HBase is a real-time database that provides high write performance in the Hadoop ecosystem. OSS-HDFS (JindoFS service) is a storage service released by Alibaba Cloud and is compatible with the HDFS API. E-MapReduce (EMR) allows HBase to use OSS-HDFS as the underlying storage and supports storage of write-ahead logging (WAL) files. This decouples storage and computing.
Prerequisites
A cluster of EMR V3.42.0 or later, or EMR V5.8.0 or later is created. For more information, see Create a cluster.
OSS-HDFS is enabled for a bucket and permissions are granted to access OSS-HDFS. For more information about how to enable OSS-HDFS, see Enable OSS-HDFS and grant access permissions.
Procedure
Connect to the EMR cluster.
Log on to the EMR console. In the left-side navigation pane, click EMR on ECS.
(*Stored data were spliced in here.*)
PR #532, opened 2026-02-02
fix(ci): push Docker images with version tags, not just latest

franco-viotti:
## Summary

- The `docker.yml` workflow was configured to push versioned tags (e.g., `0.9.0`) alongside `latest`, but the `push.tags` trigger was never actually firing
- Looking at workflow run history, only the `goreleaser` workflow runs on tag pushes - the docker workflow never triggered
- This resulted in only `latest` being pushed to Docker Hub, with no version tags

## Changes

- Replace unreliable `push.tags` trigger with `workflow_run` trigger that fires after `goreleaser` completes
- Update tag detection logic to use `workflow_run` event data instead of `GITHUB_REF`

Click the EMR cluster that you created.
Click the Nodes tab, and then click the plus icon () on the left side of the node group.
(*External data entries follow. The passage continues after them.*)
PR #564, opened 2026-02-10
feat(dashboard): support remove operation on array elements by index

tangcent:
## Description

Adds support for removing array elements by index in the `update_dashboard` patch operations.

### Motivation

While using the MCP tool to clean up a Grafana dashboard, I needed to remove several redundant panel rows that were already covered in another dashboard. The tool returned:

```
cannot remove array element panels[11] (not supported)
```

The only workaround was to fetch the entire panels array, manually filter out the unwanted elements, and send a `replace` with the full filtered array as the value. For a dashboard with many large panels, this meant the LLM had to hold all panel definitions in context just to remove three of them — a massive context window cost compared to a simple `{"op": "remove", "path": "$.panels[11]"}`.

The LLM also attempted to work around the limitation by generating same-index patterns like `[11, 11, 11]`, expecting each remove to shift the array — a reasonable but incorrect assumption that silently targets wrong elements.

### The concern: index shifting

Removing an array element shifts all subsequent indices. In a multi-operation batch applied sequentially, this means a second `remove` can target the wrong element:

```
Before: [A, B, C, D, E]
Remove index 1 → [A, C, D, E]
Remove index 3 → removes E (was D before the shift)
```

### The solution: auto-sort removes descending

Rather than erroring and forcing an extra LLM round trip, we automatically sort multiple array element removes on the same array from **highest to lowest** index via `sortArrayRemovesDescending`. This means callers can pass removes in any order (e.g. `[2, 1, 3]`) and they'll be reordered to `[3, 2, 1]` before applying. Duplicate indices on the same array are still rejected as they're almost certainly an LLM mistake.

The tool description for `update_dashboard` now also mentions the remove-by-index capability and the auto-reordering behavior.

### Changes

**`tools/dashboard.go`**
- `removeAtSegment()`: handle `segment.IsArray` with `slices.Delete` instead of returning "not supported" error
- `sortArrayRemovesDescending()`: auto-sort multi-remove operations from highest to lowest index; reject duplicate indices
- `updateDashboardWithPatches()`: call sort before processing operations
- `UpdateDashboard` tool description: mention array element removal and auto-reordering

**`tools/dashboard_unit_test.go`** (new)
- 5 property-based tests via `testing/quick` (200 iterations each)
- Edge case unit tests for `removeAtSegment`
- 7 test cases for `sortArrayRemovesDescending` including ascending reordering, mixed ops, and same-index rejection

**`tools/dashboard_test.go`**
- Integration test: append a panel then remove it by index

### Usage

```json
{"op": "remove", "path": "$.panels[2]"}
```

Multiple removes (highest index first):
```json
[
  {"op": "remove", "path": "$.panels[4]"},
  {"op": "remove", "path": "$.panels[2]"},
  {"op": "remove", "path": "$.panels[0]"}
]
```

---

Happy to adjust anything based on feedback. Feel free to close this if it doesn't align with the project's direction.

---

> [!NOTE]
> **Medium Risk**
> Touches dashboard mutation logic by changing how patch `remove` operations are applied and reordered; mistakes could delete the wrong elements, but the change is guarded with validation and extensive tests.
> 
> **Overview**
> `update_dashboard` patch operations now support removing array elements by index (e.g., `$.panels[2]`) instead of requiring callers to `replace` the full array.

Click the ID of the ECS instance. On the Instances page, click Connect next to the instance ID.
For more information about how to log on to a cluster in Windows or Linux by using an SSH key pair or SSH password, see Log on to a cluster.
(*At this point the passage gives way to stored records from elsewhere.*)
PR #566, opened 2026-02-10
feat: Alpine container build

MatteoMori8:
I have recently noticed that the current container image has a few CVEs. These seems to be linked to the image being based on Debian.

This PR is about migrating to Alpine to both make the image more secure and also smaller.

## How did I test it?
- I tried to locally build the image ✅ 
- I tried to run the container and query it ✅ 

---

> [!NOTE]
> **Low Risk**
> Build/runtime base images and provisioning steps change, but no application logic is modified; main risk is Alpine libc/package differences affecting runtime behavior.
> 
> **Overview**
> Switches the container build from Debian-based images to Alpine for both the Go builder (`golang:1.24-alpine3.23`) and runtime (`alpine:3.23.3`) stages.
> 
> Updates package/user setup accordingly by replacing `apt-get` with `apk` for upgrades and `ca-certificates`, and swapping `useradd` for `adduser` while keeping the non-root UID `1000` and the same built binary/entrypoint behavior.
> 
> <sup>Written by [Cursor Bugbot](https://cursor.com/dashboard?tab=bugbot) for commit 8c4ae5a7dc17aadddaf2bf27556026ca53e31cf9. This will update automatically on new commits. Configure [here](https://cursor.com/dashboard?tab=bugbot).</sup>

### DIFF
--- a/Dockerfile
+++ b/Dockerfile
@@ -1,5 +1,5 @@
 # Build stage
-FROM golang:1.24-alpine3.23 AS builder
+FROM golang:1.24-alpine3.23@sha256:8bee1901f1e530bfb4a7850aa7a479d17ae3a18beb6e09064ed54cfd245b7191 AS builder
 
 # Set the working directory
 WORKDIR /app
@@ -17,7 +17,7 @@ COPY . .
 RUN go build -o mcp-grafana ./cmd/mcp-grafana
 
 # Final stage
-FROM alpine:3.23.3
+FROM alpine:3.23.3@sha256:25109184c71bdad752c8312a8623239686a9a2071e8825f20acb8f2198c3f659
 
 LABEL io.modelcontextprotocol.server.name="io.github.grafana/mcp-grafana"
 


sd2k:
We recently merged https://github.com/grafana/mcp-grafana/pull/551 which should help address issues, we just haven't done a release yet. I'd rather avoid switching the default image to alpine if possible, although we may be able to provide a separate image.

MatteoMori8:
Hey @sd2k thanks for having a look at this 😄 

Point taken. However, may I please ask why you would prefer not to move to Alpine? When it comes to security compliance, I noticed that running on Alpine makes things quite easier so I thought it would be a reasonable move here as well

> although we may be able to provide a separate image.

That would be amazing! Thanks

sd2k:
At this point it's mostly because of backwards compatibility (if someone has an image based on this one and is running further `apt` commands, for example, it will fail). But I'm not at all averse to adding an `:alpine` tag alongside the others!

MatteoMori8:
Right; got it, thanks! Fair enough. 
If you guys have time to add an `:alpine` release as well, that would definitely make our life easier 😄 

Happy to close this PR

MatteoMori8:
@sd2k - Hey! Would you guys benefit from me raising and Issue/feature for the Alpine image development? I am asking because this would make it a bit easier to see if/when progress happen

sd2k:
@MatteoMori8 does https://github.com/grafana/mcp-grafana/pull/568 look good to you?

MatteoMori8:
@sd2k - It does, thank you 🙏 This will make conversations with my security team much easier!

I see that a CI test failed but it looks to be caused by some `clickhouse_test`; unfortunately I am not too sure what that is though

- Specify a storage path for HBase. To specify a path in OSS as the storage path for data and WAL files in HBase, you must change the value of the hbase.rootdir parameter in the hbase-site configuration file to the OSS path. The path is in the
oss://bucket.endpoint/hbase-root-dir
format.Important To release clusters, you must disable tables and make sure that all update operations performed on WAL files are synchronized to the HFiles.